Detection Methods for CVE-2024-47803
Indicators of Compromise
- Jenkins HTTP responses containing secretTextarea field content rendered in error pages or stack traces
- Web server or reverse proxy logs capturing 4xx or 5xx responses from Jenkins form endpoints with unusually large response bodies
- Browser cache, proxy cache, or log aggregator entries containing strings such as -----BEGIN PRIVATE KEY----- or -----BEGIN CERTIFICATE----- originating from Jenkins URLs
Detection Strategies
- Inspect Jenkins access logs for repeated form submission failures from the same authenticated session against endpoints that use secretTextarea
- Audit centralized logging platforms for Jenkins error responses that contain secret-like patterns, including PEM blocks, API tokens, and base64-encoded keys
- Review plugin configurations to identify which Jenkins plugins use the secretTextarea field and prioritize monitoring for those endpoints
Monitoring Recommendations
- Enable verbose audit logging on Jenkins and forward logs to a centralized analytics platform for content inspection
- Configure data loss prevention (DLP) rules in proxy or egress monitoring tools to flag PEM headers and credential patterns leaving Jenkins
- Track Jenkins version inventory across the environment and alert when instances run versions below 2.479 or LTS 2.462.3
How to Mitigate CVE-2024-47803
Immediate Actions Required
- Upgrade Jenkins weekly releases to 2.479 or later, and Jenkins LTS to 2.462.3 or later
- Rotate any secrets that may have been entered into secretTextarea fields on vulnerable Jenkins instances, including SSH keys, TLS certificates, and API tokens
- Review web proxy, browser, and log aggregator caches for exposed secret material and purge affected entries
Patch Information
The Jenkins project addressed CVE-2024-47803 in Jenkins 2.479 and LTS 2.462.3. The fix extends the existing form field redaction logic to cover multi-line secretTextarea values, ensuring submitted content is masked in error responses.

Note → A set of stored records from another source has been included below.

PR #1126, opened 2022-05-04
Utilize System tmp Folder for Testing

### LINKED ISSUE #1099: Unit tests should use /temp instead of local source folder path directory

* During the development of Singularity images of ivadomed, we noticed that we are unable to carry out any unit tests. 
This was caused by the facts that singularity images set the source repository to "read only".

* When we trigger `pytest`, which typically happens on the ivadomed source code directory, it attempts to create a `/tmp` folder to start downloading the unit tests and execute them. 

* This is normally okay on dev environment (since we have write access to source code folder) or production environment (where user almost never run unit tests anyway). However, in the case of testing singularity contained ivadomed, it is a severe road block and those folders are read only. 

* To remedy this problem, the ivadomed needs to leverage a system independent location that is used to 1) download the training examples 2) write out intermediate results there. 3) finish executing the entire unit tests with this flexibility in mind. 

### Alternatives

* We can potentially make the source folder somehow writable during the singularity image building process. 
* We can also allow user to specify a potential path to carry out the download and caching of unit tests data. 

### Additional context

* This feature is crucial for validating successful containerization of the ivadomed in read only environment like Singularity container

cakester:
#### GitHub

#### PR contents

## Description

using system tmp/temp folder for testing instead of local tmp folder

## Linked issues

resolves #1099


testing/unit_tests/t_utils.py
```diff
@@ -45,8 +45,9 @@ def create_tmp_dir(copy_data_testing_dir=True):
             into the ``tmp`` folder.
     """
     remove_tmp_dir()
-    Path(path_temp).mkdir()
+    Path(path_temp).mkdir(parents=False, exist_ok=True)
     if Path(path_data_testing_source).exists() and copy_data_testing_dir:
+        shutil.rmtree(path_data_testing_tmp, ignore_errors=True)
```
cakester, line 50: note with python 3.8+, we can have exist_ok for copytree, so this line would not be needed

testing/unit_tests/test_testing.py
```diff
@@ -207,9 +207,10 @@ def test_inference_2d_microscopy(download_data_testing_test_files, transforms_di
                                                    ofolder=str(__output_dir__),
                                                    cuda_available=cuda_available)
 
-    assert len([x for x in __output_dir__.iterdir() if x.name.endswith(".nii.gz")]) == len(test_lst)
+    assert len([x for x in __output_dir__.iterdir() if x.name.endswith(".nii.gz")]) == len(test_lst) + 1
```
cakester, line 210: note there seem to be an extra file stored in the folders when I use tmp folder instead of local tmp folder, don't know why

testing/common_testing_util.py
```diff
@@ -76,4 +84,17 @@ def remove_dataset(dataset: str = 'data_testing'):
...
+
+    if count > 100:
+        num_to_delete = count - 100
+        lst = sorted(path_temp.iterdir(), key=os.path.getctime)
+        i = 0
+        while num_to_delete:
+            if lst[i].is_dir() and lst[i].stem.startswith("tmp"):
+                shutil.rmtree(lst[i], ignore_errors=True)
+                num_to_delete -= 1
+            i += 1
```
dyt811, line 100: Note that now you are nuking entire /tmp whenever ivadomed runs a unit test.... side effect is potentially tremendous for all other linux operations that leverage /tmp.  This is a potential undesirable side effect.

testing/common_testing_util.py
```diff
@@ -22,18 +23,25 @@
...
 
-path_temp: str = str(path_repo_root / "tmp")
+if not sys.platform.startswith('win'):
+    path_temp: Path = Path("/tmp")
+else:
+    path_temp: Path = Path(Path.home().parts[0], 'temp')
+
+timestr = time.strftime("%Y%m%d-%H%M%S")
+tmptimestr = "tmp" + timestr
+new_path_temp = path_temp / tmptimestr
```
dyt811, line 33: I think it is a good idea to add time stamp to this, as it prevents accidentally reusing older data.

testing/common_testing_util.py
```diff
@@ -22,18 +23,25 @@
 
 path_repo_root: Path = Path(__file__).parents[FOLDER_LEVELS_FROM_ROOT].absolute()
 
-path_temp: str = str(path_repo_root / "tmp")
+if not sys.platform.startswith('win'):
+    path_temp: Path = Path("/tmp")
+else:
+    path_temp: Path = Path(Path.home().parts[0], 'temp')
```
dyt811, line 29: What about using MKDTemp instead? https://docs.python.org/3/library/tempfile.html#tempfile.mkdtemp

Those will persist in respective OS temp and stick around until deleted by user specifically.

testing/unit_tests/t_utils.py
dyt811: Yup. we are still supporting 3.7 sadly. Definitely removable in the future.

testing/unit_tests/test_testing.py
```diff
@@ -207,9 +207,10 @@ def test_inference_2d_microscopy(download_data_testing_test_files, transforms_di
...
     assert len([x for x in __output_dir__.iterdir() if x.name.endswith(".png")]) == 2*len(test_lst)
 
 
 def teardown_function():
-    remove_tmp_dir()
+    pass
```
dyt811, line 215: Makes sense now that we do not technically need to rigorously remove all `tmp` files.  However, we probably should stop teardown in ALL test functions?

testing/common_testing_util.py
kousu: Even better [`TemporaryDirectory`](https://docs.python.org/3/library/tempfile.html#tempfile.TemporaryDirectory):

```suggestion
with tempfile.TemporaryDirectory() as path_temp:
```

this form deletes itself when done.

dyt811: Yeah... one of the goal was to keep a limited number of these directories for comparisons and tracking unit tests outputs history.

PR #1131, opened 2022-05-17
Update publish_package.yml

kousu:
I've used this script in some of my own projects, and this reintegrates some of the improvements I've made as I've used it in practice:

- bump dependencies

Patch details are documented in the Jenkins Security Advisory SECURITY-3451.
Workarounds
- Restrict permissions to limit which users can submit forms containing secretTextarea fields, reducing the population of accounts able to trigger exposure
- Place Jenkins behind a reverse proxy configured to strip or rewrite response bodies for error status codes on form submission endpoints until patching is complete
- Avoid using secretTextarea fields for highly sensitive material on unpatched instances, substituting Jenkins Credentials store references where supported
# Verify Jenkins version on a Linux controller
java -jar /usr/share/jenkins/jenkins.war --version
# Example: Upgrade Jenkins LTS on Debian-based systems
sudo apt-get update
sudo apt-get install --only-upgrade jenkins
sudo systemctl restart jenkins
Disclaimer: This content was generated using AI. While we strive for accuracy, please verify critical information with official sources.